Kevin J. Grimm

I am a Professor in the Department of Psychology at Arizona State University.  I received my B.A. in Mathematics and Psychology with a concentration in Education from Gettysburg College in 2000, and my M.A. and Ph.D. in Psychology at the University of Virginia (2001-2006). In graduate school, I studied structural equation modeling and longitudinal data analysis (e.g., growth curve analysis, longitudinal mixture modeling, longitudinal measurement, and dynamic models) with Jack McArdle and John Nesselroade.  After completing my Ph.D., I worked with Bob Pianta as a research associate in the Center for the Advanced Study of Teaching and Learning at the University of Virginia. In 2007, I joined the faculty in the Department of Psychology at the University of California, Davis as an Assistant Professor, and was promoted to Associate Professor in 2011. In 2014, I moved to the Department of Psychology at Arizona State University, and was promoted to Full Professor in 2016.

My research interests include multivariate methods for the analysis of change, multiple group and latent class models for understanding divergent developmental processes, nonlinearity in development, machine learning techniques for psychological data, and cognitive/achievement development.

I am an author of Growth Modeling: Structural Equation and Multilevel Modeling Approaches with Nilam Ram and Ryne Estabrook, which was published by Guilford Press in 2017. The book provides extensive coverage of growth models, including linear and nonlinear trajectory models, growth mixture models, growth models with nonlinear link functions, and latent difference score models. We present and describe programming code for Mplus, OpenMx in R, NLMIXED in SAS, and nlme in R. The programming code can be found on the book's companion website.

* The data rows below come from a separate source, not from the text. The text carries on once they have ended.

Issue #4621, opened 2022-02-02
Add more tests to FocusScope to increase coverage


matuzalemsteles:
Bryce even added some tests for this component to cover the Portals use case, but we have other edge cases, like in #4617, it would be interesting to build more tests for this component, how to handle shift+tab and the focus features using the arrow keys which is also provided.

Some scenarios in mind that we might want to add:

- Interactions with shift+tab
- Move focus using right, left, up, and down arrow keys
- Move focus outside the React tree. This is more the case of DXP when we render only DropDown for example and we need to return the focus control to the browser to the closest element, this has two scenarios, a component that uses `React.Portal` and a second that doesn't use it

sergiojimcos:
Hey @matuzalemsteles! I'm going to start working on this issue. I will take a view of all the tests scenarios that you have mentioned. I think the last one is a little bit confused but if I have any doubt I will ask you, as well as if I have any idea for new test cases I will included it.

PR #4794, opened 2022-04-06
feat(@clayui/clay-shared): Add more test cases to FocusScope

sergiojimcos:
**What is new?**
Adding more test cases to FocusScope:
1. Some interactions using `tab + shift`.
2. Some interactions using `Arrow Up` and `Arrow Down`
3. Some interactions using `ClayPortal` to move the focus outside the React Tree

**Issues:**
#4621

### DIFF
--- a/packages/clay-shared/src/__tests__/FocusScope.tsx
+++ b/packages/clay-shared/src/__tests__/FocusScope.tsx
@@ -3,31 +3,12 @@
  * SPDX-License-Identifier: BSD-3-Clause
  */
 
-import ClayDropDown from '@clayui/drop-down';
 import {cleanup, fireEvent, render} from '@testing-library/react';
 import userEvent from '@testing-library/user-event';
 import React from 'react';
 
 import '@testing-library/jest-dom/extend-expect';
 import {ClayPortal, FocusScope} from '..';
-
-const DropDownWithState: React.FunctionComponent<any> = ({
-	children,
-	...others
-}) => {
-	const [active, setActive] = React.useState(false);
-
-	return (
-		<ClayDropDown
-			{...others}
-			active={active}
-			onActiveChange={(val) => setActive(val)}
-			trigger={<button>Click Me</button>}
-		>
-			{children}
-		</ClayDropDown>
-	);
-};
 
 describe('FocusScope', () => {
 	afterEach(() => {
@@ -252,7 +233,7 @@ describe('FocusScope', () => {
 			document.body.innerHTML = '';
 		});
 
-		it('interacts with React.Portal', () => {
+		it('interacts with React.Portal', async () => {
 			const {getByText} = render(
 				<FocusScope>
 					<div>
@@ -264,50 +245,36 @@ describe('FocusScope', () => {
 							</div>
 						</ClayPortal>
 
-						<DropDownWithState>
-							<ClayDropDown.ItemList>
-								{[
-									{href: '#one', label: 'one'},
-									{href: '#two', label: 'two'},
-								].map((item, i) => (
-									<ClayDropDown.Item
-										href={item.href}
-										key={i}
-										spritemap="/foo/bar"
-									>
-										{item.label}
-									</ClayDropDown.Item>
-								))}
-							</ClayDropDown.ItemList>
-						</DropDownWithState>
+						<ClayPortal>
+							<FocusScope>
+								<div id="content">
+									<button>one</button>
+									<button>two</button>
+								</div>
+							</FocusScope>
+						</ClayPortal>
 					</div>
 				</FocusScope>
 			);
 
 			const button1El = getByText('Button 1');
 			const button2El = getByText('Button 2');
-			const clickMeEl = getByText('Click Me');
 
-			userEvent.tab();
+			await userEvent.tab();
 
 			expect(button1El).toHaveFocus();
 
-			userEvent.tab();
+			await userEvent.tab();
 
 			expect(button2El).toHaveFocus();
 
-			userEvent.tab();
-			fireEvent.click(clickMeEl);
-
-			expect(clickMeEl).toHaveFocus();
-
-			userEvent.tab();
+			await userEvent.tab();
 
 			const oneEl = getByText('one');
 
 			expect(oneEl).toHaveFocus();
 
-			userEvent.tab();
+			await userEvent.tab();
 
 			const twoEl = getByText('two');
 
@@ -322,37 +289,23 @@ describe('FocusScope', () => {
 							<button>Button 1</button>
 						</div>
 
-						<DropDownWithState>
-							<ClayDropDown.ItemList>
-								{[
-									{href: '#one', label: 'one'},
-									{href: '#two', label: 'two'},
-								].map((item, i) => (
-									<ClayDropDown.Item
-										href={item.href}
-										key={i}
-										spritemap="/foo/bar"
-									>
-										{item.label}
-									</ClayDropDown.Item>
-								))}
-							</ClayDropDown.ItemList>
-						</DropDownWithState>
+						<ClayPortal>
+							<FocusScope>
+								<div id="content">
+									<button>one</button>
+									<button>two</button>
+								</div>
+							</FocusScope>
+						</ClayPortal>
 					</div>
 				</FocusScope>
 			);
 
 			const button1El = getByText('Button 1');
-			const clickMeEl = getByText('Click Me');
 
 			userEvent.tab();
 
 			expect(button1El).toHaveFocus();
-
-			userEvent.tab();
-			fireEvent.click(clickMeEl);
-
-			expect(clickMeEl).toHaveFocus();
 
 			userEvent.tab();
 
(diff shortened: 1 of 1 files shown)


packages/clay-shared/src/__tests__/FocusScope.tsx
```diff
@@ -108,10 +168,185 @@ describe('FocusScope', () => {
...
+
+			dropdownButton.click();
+
+			userEvent.tab();
+
+			expect(dropdownButton).toHaveFocus();
+
+			userEvent.tab();
+
+			expect(htmlButton1).toHaveFocus();
```
matuzalemsteles, line 309: Hey @sergiojimcos I think this behavior is wrong, it should focus on DropDown links and then focus on `button1`, I think we found an edge case here 😅, I did a test and it seems that I can only reproduce it the first time then it works normally.

I would say switch to this expected behavior and add a `skip` to this test so it doesn't crash this PR and then we work on fixing that behavior and remove the `skip` in other PR.

matuzalemsteles: Could this be because opening DropDown and pressing tab close the dropdown? I think if this happens it makes sense but it was also to focus on `button1` first ah unless the focus is on the button toggle due to the click.

matuzalemsteles (commented):
Hey @sergiojimcos good job here again, I just added a comment about a test case to investigate if this is the behavior, maybe it's a bug.

packages/clay-shared/src/__tests__/FocusScope.tsx
sergiojimcos: Hey @matuzalemsteles! It makes sense because I was testing it manually and the focus closes the Dropdown. I'm going to investigate a bit more about this. If I don't find any fix, I'll update it to `skip` this test and check it later in another PR.

sergiojimcos:
Hey @matuzalemsteles! I have investigated deeply what was the problem and the error was that I clicked in the component (`dropdown.click()`) not dispatching the event using `userEvent`. So now it navigates with the Dropdown links correctly. I've uploaded the last two test cases that uses the Dropdown 😁

packages/clay-shared/src/__tests__/FocusScope.tsx
```diff
@@ -298,15 +297,31 @@ describe('FocusScope', () => {
...
 
 			expect(dropdownButton).toHaveFocus();
 
+			const itemTwo = (document.body as HTMLElement).querySelector(
+				'a[href="#two"]'
+			);
+
 			userEvent.tab();
 
 			expect(htmlButton1).toHaveFocus();
```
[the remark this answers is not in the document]
sergiojimcos: Hey @matuzalemsteles! I've tried using the `FocusScope`  in the Dropdown to maintain the order as you said but it doesn't work. The order passes to the `button1` and continues to the links as the recent commit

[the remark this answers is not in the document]
matuzalemsteles: @sergiojimcos I did a quick review on this, I think this is an unexpected edge case, I'll try to explain what's going on.

Well, as I said we have to add the `FocusScope` as a wrapper of the elements that we want to control the focus, otherwise it will not work, because who does all the control of the focus is this component, the use of `ClayPortal` it changes where the element will be rendered in the DOM, this is to solve problems of dropdown menus that can be cut when some element with `overflow: hidden` exists inside a container, this is a strategy we did but the problem that this breaks the tab because the tab follows the declaration order of elements in the DOM, so we create `FocusScope` to manage the focus i.e. keep the tab order correctly, for example, consider this declaration order:

```jsx
<div>
  <button>Button 1</button>
  <div>
    <button>Button 2</button>
  </div>
  <button>Button 3</button>
</div>
```

This is a very simple case but just to illustrate, the tab order will follow the declaration order, so if you press the tab sequentially the focus order will be, `Button 1 -> Button 2 -> Button 3`.

The problem is that often the order of declaration may not make sense to the user, because the visual positioning may be different depending on the layout of the page, in scenarios where we use `ClayPortal` which breaks with the order of declaration, for example:

```jsx
<div>
  <button>Button 1</button>
  <ClayPortal>
    <button>Button 2</button>
  </ClayPortal>
  <button>Button 3</button>
</div>
```

This represented in the DOM is different:

```html
<body>
  <div id="root">
    <div>
      <button>Button 1</button>
      <button>Button 3</button>
    </div>
  </div>

  <button>Button 2</button>
</body>
```

So if there is no focus manager when pressing the tab sequentially it will be `Button 1 -> Button 3 -> Button 2`, then this is not intuitive. Then the focus manager will correct and maintain the tab order correctly. The scenario from this test case is a little different, as DXP is not an application completely built on top of React, React is used more as loose components and only the products are the application of the page this makes in many scenarios the ` FocusScope` will not act or be able to control the tab order, it only controls what is declared as `children` ie it listens for any tab event if it was pressed within the scope.

To better understand what is happening here, following this test markup, the representation in the DOM will be:

```html
<body>
  <div id="root">
    <div>
        <div class="dropdown dropdown-test">
          <button class="dropdown-toggle">Click Me</button>
        </div>
    </div>
  </div>

  <div id="content">
    <button id="button1"></button>
  </div>

  <div class="dropdown-menu">Menu content here</div>
</body>
```

The focus manager scope here is being the dropdown-toggle, button1 and the dropdown-menu, if you don't have a focus manager the sequential tab order here will be: `Click me -> button1 -> links in the dropdown menu` , we don't want this order because it breaks accessibility and will cause user confusion, so with the focus manager in theory the sequence order should be `button1 -> Click me -> links in the dropdown` the problem with this scenario is that as ClayPortal is rendered first ie it is the first element in the declaration order when the focus comes from outside the FocusScope has no way of detecting that a tab key was pressed inside the scope because the event goes to the window and we only listen for the event within the scope, this causes the focus order to be different than expected, `click me -> links in the dropdown -> button1`, because who controlled this focus was the browser that followed the declaration order in the DOM, this is the problem here because it's not following this behavior.

In short, this is an unexpected edge case because we don't expect the person to add a ClayPortal without some trigger, as this is internal to Clay we have full control over it, so basically every declared ClayPortal has some element before being declared in scope what makes it work well, for example, see this scenario.

```jsx
<FocusScope>
  <div>
    <button id="button1">Button 1</button>

    <ClayPortal>
      <div id="content">
        <button id="button2">Button 2</button>
      </div>
    </ClayPortal>

    <DropDownWithState>
      <ClayDropDown.ItemList>
        {[
          {href: '#one', label: 'one'},
          {href: '#two', label: 'two'},
        ].map((item, i) => (
          <ClayDropDown.Item
            href={item.href}
            key={i}
            spritemap="/foo/bar"
          >
            {item.label}
          </ClayDropDown.Item>
        ))}
      </ClayDropDown.ItemList>
    </DropDownWithState>
  </div>
</FocusScope>
```

This scenario will work as expected, `Button 1 -> Button 2 -> DropDown toggle -> links in the dropdown` this is because when the focus arrives within the scope now who is managing the focus is our component. I hope this is clearer, I'm going to send a commit to switch to this scenario. Another important thing about this is that this component also controls the reverse order as well.

matuzalemsteles:
Hey @sergiojimcos I sent a commit updating the test scenarios to the expected behavior but still, the tests are failing, I think for some reason in Jest the focus management is getting lost on what the next element will be, it doesn't happen by reproducing manually, so it seems to be something more jest related I think. I'll keep investigating this tomorrow but if you want to check it out too feel free.

sergiojimcos:
Hey @matuzalemsteles! thank you so much for all the information that you have offered me ❤️ . I have understood everything even having some knowledges about `ClayPortal` in order to make these test cases. But everything is clear, I will take a view of the tests cases that fail

sergiojimcos:
Hey @matuzalemsteles! I've been investigating what is wrong with the two test cases, as you said they must follow the focus flow, but the `Dropdown` only focus the second item. As well as, I have added more than two items in the Dropdown and it fails too. I think that it is related to a Jest problem. I have also checked the snapshots if they are correct and the methods to `cleanup()` every test case and everything it ok. I also think about if the problem is the combination of `ClayDropdown` with the `FocusScope`, could be that `FocusScope` breaks the `ClayDropDown.Items` focus flow?

matuzalemsteles:
Thanks @sergiojimcos for the investigation, this makes sense I will take a look at it, the strange thing is that this works fine reproducing manually 🥲.

matuzalemsteles:
Hey @sergiojimcos I managed to "solve" the problem related to the test case I added more info in the commit comment on the reasons but basically, the `FocusScope` that is used in DropDown doesn't seem to be the same as the `FocusScope` used in the test this causes a reference problem for the context we use to solve the nested focus manager conflict problem, for example:

```jsx
<FocusScope>
  <div>
    <FocusScope>
      <div></div>
    </FocusScope>
  </div>
</FocusScope>
```

The scope of both can collide at some point causing some problems of skipping the focus twice, for example, we use the context to know if there is a manager declared as a parent to prevent event propagation so we prevent the parent from controlling the focus and avoid effects collaterals.

In summary, the problem seems to be some configuration of our jest that is causing this, for now I refactored the implementation to not use DropDown but I did the same simulation so we got very close here to the cases we want to test.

I teach undergraduate and graduate quantitative courses at Arizona State University, including Longitudinal Growth Modeling, Machine Learning in Psychology, Structural Equation Modeling, Advanced Categorical Data Analysis, and Intermediate Statistics. I have taught workshops sponsored by the American Psychological Association's Advanced Training Institute, Statistical Horizons, Instats, Stats Camp, and various departments/schools across the country (Curry School of Education, University of Virginia; Center for Social and Behavioral Science, University of Illinois; Department of Psychology, University of Miami; Centers for Disease Control and Prevention; Department of Human Development and Family Studies, University of North Carolina, Greensboro). These workshops have focused on growth models, structural equation modeling (SEM), machine learning, categorical SEM, power analysis, and mixture modeling.